= EXERCISE GOAL =
Among the lines of the records, find all that carry the word "ExtensionNodeErrorData" and copy them.
==*==
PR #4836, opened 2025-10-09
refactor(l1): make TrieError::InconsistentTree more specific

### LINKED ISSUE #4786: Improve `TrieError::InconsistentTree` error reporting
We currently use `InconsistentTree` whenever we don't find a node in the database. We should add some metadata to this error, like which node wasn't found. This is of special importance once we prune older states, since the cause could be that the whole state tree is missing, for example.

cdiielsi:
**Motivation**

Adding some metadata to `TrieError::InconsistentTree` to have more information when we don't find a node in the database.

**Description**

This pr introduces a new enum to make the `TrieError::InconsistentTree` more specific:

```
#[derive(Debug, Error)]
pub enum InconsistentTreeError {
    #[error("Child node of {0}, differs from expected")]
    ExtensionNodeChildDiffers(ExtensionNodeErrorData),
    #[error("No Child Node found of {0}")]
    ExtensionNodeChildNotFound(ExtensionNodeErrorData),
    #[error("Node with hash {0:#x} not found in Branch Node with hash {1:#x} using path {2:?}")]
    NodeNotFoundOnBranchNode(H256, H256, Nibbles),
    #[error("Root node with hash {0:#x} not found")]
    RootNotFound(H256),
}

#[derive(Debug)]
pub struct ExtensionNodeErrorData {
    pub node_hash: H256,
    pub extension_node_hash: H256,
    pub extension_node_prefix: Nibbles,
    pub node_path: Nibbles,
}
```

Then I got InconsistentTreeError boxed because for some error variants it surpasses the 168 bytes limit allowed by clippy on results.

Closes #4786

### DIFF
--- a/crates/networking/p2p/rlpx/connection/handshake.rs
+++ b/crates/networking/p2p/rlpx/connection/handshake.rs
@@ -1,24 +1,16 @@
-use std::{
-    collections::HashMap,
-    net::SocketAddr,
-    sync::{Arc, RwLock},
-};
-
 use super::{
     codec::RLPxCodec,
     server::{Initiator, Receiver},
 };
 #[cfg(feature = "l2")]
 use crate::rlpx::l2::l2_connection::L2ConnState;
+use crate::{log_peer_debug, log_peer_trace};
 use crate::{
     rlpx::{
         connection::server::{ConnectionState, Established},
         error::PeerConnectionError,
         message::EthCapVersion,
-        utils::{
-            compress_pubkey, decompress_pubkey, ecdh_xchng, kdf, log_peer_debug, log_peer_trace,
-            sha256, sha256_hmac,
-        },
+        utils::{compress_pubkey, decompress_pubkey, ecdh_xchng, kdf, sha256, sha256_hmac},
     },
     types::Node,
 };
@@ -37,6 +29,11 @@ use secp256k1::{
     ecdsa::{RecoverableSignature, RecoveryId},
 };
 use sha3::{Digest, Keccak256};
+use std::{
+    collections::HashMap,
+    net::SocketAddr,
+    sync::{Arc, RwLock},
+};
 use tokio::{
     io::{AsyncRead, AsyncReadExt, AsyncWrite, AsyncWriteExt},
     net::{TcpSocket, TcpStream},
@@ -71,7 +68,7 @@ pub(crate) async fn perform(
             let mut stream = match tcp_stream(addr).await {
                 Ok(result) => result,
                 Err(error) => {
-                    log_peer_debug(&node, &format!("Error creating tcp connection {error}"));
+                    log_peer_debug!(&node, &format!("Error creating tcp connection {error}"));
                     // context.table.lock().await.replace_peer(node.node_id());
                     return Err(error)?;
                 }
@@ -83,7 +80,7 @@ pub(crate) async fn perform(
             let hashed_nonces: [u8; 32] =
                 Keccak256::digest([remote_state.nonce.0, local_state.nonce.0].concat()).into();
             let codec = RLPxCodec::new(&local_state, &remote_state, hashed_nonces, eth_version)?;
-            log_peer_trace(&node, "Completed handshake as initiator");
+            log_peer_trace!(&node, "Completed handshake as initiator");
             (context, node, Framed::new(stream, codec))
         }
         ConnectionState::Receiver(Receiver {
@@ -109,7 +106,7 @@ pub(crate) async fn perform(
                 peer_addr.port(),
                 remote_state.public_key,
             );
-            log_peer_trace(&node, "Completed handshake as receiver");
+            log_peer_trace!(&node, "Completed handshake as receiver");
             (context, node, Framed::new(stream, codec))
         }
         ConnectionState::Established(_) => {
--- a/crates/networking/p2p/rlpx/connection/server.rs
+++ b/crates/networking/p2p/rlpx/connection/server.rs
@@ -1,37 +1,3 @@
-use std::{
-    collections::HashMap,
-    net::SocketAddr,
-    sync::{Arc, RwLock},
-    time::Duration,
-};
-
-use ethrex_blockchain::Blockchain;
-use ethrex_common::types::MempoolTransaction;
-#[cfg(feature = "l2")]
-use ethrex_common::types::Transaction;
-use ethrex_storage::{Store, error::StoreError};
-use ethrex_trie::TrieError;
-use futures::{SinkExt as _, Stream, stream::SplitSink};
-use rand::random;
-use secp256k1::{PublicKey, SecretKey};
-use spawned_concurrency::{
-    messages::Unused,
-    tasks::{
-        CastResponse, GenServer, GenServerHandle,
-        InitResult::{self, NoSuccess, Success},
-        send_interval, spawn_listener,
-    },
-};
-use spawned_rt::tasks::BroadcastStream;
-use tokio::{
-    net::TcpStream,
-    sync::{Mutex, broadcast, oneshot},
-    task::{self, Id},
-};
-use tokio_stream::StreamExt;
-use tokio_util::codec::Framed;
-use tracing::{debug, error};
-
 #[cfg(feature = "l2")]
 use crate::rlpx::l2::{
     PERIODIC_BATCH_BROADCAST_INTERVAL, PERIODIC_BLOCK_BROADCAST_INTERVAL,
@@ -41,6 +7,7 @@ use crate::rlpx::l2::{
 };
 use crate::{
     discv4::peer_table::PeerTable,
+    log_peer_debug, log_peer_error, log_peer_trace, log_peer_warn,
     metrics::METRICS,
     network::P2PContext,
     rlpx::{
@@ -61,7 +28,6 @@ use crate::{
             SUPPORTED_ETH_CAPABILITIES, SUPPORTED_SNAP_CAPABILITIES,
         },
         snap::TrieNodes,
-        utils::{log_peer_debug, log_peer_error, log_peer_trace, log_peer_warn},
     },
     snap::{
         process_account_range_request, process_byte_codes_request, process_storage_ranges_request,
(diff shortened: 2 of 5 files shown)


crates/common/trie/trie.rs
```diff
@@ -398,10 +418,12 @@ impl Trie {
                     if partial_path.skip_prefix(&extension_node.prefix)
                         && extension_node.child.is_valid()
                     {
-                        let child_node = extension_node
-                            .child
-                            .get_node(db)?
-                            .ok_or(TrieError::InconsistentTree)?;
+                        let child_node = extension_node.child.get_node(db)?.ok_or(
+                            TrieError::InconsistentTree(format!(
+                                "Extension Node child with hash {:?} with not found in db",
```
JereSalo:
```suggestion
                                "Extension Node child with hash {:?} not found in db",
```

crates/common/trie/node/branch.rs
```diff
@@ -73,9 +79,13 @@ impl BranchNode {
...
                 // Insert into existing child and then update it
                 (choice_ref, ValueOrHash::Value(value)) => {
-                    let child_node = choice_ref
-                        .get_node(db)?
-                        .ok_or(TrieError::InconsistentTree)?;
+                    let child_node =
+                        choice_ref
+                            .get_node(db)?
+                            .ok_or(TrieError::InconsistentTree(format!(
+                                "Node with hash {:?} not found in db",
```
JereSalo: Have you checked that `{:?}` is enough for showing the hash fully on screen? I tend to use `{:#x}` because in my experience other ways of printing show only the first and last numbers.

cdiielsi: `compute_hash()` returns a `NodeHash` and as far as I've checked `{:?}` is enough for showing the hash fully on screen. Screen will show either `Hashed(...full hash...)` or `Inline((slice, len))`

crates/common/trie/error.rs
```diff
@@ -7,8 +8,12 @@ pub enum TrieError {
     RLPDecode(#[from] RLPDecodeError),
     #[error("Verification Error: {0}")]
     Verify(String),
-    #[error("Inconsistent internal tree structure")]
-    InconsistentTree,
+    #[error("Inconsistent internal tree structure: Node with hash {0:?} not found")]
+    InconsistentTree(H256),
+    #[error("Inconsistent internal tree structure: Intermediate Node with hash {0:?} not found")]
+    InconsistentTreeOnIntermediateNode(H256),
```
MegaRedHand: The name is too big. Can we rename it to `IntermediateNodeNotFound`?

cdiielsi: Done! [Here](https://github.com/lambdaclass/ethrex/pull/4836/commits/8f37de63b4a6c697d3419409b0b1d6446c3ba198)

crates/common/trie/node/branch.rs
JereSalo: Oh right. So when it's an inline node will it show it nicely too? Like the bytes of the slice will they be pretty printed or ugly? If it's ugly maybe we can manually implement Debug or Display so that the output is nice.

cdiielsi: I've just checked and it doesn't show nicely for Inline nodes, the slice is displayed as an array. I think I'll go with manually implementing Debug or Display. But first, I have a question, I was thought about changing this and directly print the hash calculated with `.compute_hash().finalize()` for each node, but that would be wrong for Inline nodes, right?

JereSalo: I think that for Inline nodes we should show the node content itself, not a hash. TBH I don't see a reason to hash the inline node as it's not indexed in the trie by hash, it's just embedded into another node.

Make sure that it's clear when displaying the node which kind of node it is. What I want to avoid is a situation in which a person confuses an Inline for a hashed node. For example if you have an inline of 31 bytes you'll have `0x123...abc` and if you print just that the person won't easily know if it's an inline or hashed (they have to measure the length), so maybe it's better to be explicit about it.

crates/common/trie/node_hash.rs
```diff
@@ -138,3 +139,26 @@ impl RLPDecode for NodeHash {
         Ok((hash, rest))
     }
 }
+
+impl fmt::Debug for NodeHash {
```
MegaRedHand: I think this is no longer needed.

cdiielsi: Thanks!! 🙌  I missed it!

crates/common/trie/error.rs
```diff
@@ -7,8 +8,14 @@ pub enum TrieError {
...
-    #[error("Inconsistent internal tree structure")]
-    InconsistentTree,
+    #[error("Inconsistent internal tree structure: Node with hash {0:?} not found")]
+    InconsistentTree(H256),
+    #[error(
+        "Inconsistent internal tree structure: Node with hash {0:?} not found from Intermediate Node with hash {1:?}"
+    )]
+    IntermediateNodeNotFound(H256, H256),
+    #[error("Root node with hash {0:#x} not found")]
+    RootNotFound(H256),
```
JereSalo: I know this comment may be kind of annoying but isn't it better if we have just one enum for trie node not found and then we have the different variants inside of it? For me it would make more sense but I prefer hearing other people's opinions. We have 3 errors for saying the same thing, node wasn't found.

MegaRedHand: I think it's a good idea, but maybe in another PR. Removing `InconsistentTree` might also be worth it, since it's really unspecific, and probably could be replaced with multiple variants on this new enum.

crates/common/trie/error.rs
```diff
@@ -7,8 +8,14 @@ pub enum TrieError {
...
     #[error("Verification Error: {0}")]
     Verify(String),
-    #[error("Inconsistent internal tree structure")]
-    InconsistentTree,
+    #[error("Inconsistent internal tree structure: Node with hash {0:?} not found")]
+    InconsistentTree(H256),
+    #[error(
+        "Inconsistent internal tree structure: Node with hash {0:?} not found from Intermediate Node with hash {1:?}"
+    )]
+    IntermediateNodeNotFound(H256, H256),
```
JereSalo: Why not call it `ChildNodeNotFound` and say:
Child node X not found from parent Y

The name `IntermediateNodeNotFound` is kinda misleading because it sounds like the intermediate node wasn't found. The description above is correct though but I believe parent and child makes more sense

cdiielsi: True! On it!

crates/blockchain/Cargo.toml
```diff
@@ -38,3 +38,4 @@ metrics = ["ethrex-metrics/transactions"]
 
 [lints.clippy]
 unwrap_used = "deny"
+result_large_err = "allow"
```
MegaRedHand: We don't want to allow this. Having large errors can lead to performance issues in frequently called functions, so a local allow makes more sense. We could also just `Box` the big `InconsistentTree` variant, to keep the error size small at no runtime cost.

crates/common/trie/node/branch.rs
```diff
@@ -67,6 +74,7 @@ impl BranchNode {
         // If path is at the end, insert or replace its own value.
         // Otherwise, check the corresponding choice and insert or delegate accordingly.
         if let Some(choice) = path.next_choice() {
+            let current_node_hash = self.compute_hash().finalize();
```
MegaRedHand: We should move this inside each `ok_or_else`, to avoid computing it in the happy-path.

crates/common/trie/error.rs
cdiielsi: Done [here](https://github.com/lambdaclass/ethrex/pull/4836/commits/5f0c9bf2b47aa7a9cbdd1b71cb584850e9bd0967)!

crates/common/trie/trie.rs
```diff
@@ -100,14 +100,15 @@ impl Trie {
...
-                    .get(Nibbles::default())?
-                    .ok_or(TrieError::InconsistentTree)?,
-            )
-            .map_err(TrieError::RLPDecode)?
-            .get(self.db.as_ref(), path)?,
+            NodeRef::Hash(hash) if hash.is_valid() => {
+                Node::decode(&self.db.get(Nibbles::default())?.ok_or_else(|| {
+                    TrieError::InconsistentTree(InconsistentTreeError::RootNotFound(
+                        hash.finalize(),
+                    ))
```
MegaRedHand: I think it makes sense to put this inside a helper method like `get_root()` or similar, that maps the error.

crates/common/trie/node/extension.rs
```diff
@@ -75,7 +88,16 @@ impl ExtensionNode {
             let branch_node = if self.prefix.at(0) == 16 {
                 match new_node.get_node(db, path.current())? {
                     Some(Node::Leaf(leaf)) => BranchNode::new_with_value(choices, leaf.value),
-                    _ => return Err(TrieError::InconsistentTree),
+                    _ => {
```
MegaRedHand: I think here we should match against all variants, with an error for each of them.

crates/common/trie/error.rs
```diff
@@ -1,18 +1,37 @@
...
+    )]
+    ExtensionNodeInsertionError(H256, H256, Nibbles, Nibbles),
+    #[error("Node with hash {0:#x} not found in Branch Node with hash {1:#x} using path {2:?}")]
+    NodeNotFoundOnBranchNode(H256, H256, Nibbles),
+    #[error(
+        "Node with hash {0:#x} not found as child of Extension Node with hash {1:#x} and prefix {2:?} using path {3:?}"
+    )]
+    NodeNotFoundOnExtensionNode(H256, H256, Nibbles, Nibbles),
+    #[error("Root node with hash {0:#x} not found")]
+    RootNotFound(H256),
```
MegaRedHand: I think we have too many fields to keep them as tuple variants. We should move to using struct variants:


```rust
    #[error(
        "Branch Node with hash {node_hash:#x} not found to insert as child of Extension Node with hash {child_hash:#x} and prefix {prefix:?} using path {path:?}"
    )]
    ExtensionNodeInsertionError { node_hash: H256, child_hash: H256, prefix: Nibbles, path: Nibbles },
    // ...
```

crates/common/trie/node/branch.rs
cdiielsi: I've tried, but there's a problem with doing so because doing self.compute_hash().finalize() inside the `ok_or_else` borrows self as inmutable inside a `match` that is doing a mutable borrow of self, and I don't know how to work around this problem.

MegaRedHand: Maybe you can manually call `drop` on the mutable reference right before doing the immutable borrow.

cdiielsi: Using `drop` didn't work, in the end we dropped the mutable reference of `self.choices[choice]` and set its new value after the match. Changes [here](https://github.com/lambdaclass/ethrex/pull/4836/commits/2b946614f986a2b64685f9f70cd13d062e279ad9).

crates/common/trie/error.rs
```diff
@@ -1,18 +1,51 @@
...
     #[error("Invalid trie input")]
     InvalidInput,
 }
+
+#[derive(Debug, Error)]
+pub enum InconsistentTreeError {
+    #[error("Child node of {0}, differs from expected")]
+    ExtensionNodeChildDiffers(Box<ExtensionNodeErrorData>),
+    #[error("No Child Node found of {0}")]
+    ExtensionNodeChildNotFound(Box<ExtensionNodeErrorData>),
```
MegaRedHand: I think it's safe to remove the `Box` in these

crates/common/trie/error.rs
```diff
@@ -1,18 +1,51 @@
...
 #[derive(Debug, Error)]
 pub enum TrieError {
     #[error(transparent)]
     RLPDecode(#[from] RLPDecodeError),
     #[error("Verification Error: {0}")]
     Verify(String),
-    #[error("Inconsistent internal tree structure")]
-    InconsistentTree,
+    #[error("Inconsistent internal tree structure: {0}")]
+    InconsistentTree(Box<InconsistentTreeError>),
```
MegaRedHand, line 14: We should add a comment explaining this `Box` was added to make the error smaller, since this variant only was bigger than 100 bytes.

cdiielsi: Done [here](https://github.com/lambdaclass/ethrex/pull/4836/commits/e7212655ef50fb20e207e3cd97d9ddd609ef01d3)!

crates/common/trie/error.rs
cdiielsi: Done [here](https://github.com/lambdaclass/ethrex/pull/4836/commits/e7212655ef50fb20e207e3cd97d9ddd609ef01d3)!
==*==
= SOLUTION TO THE EXERCISE =
    ExtensionNodeChildDiffers(ExtensionNodeErrorData),
    ExtensionNodeChildNotFound(ExtensionNodeErrorData),
pub struct ExtensionNodeErrorData {
+    ExtensionNodeChildDiffers(Box<ExtensionNodeErrorData>),
+    ExtensionNodeChildNotFound(Box<ExtensionNodeErrorData>),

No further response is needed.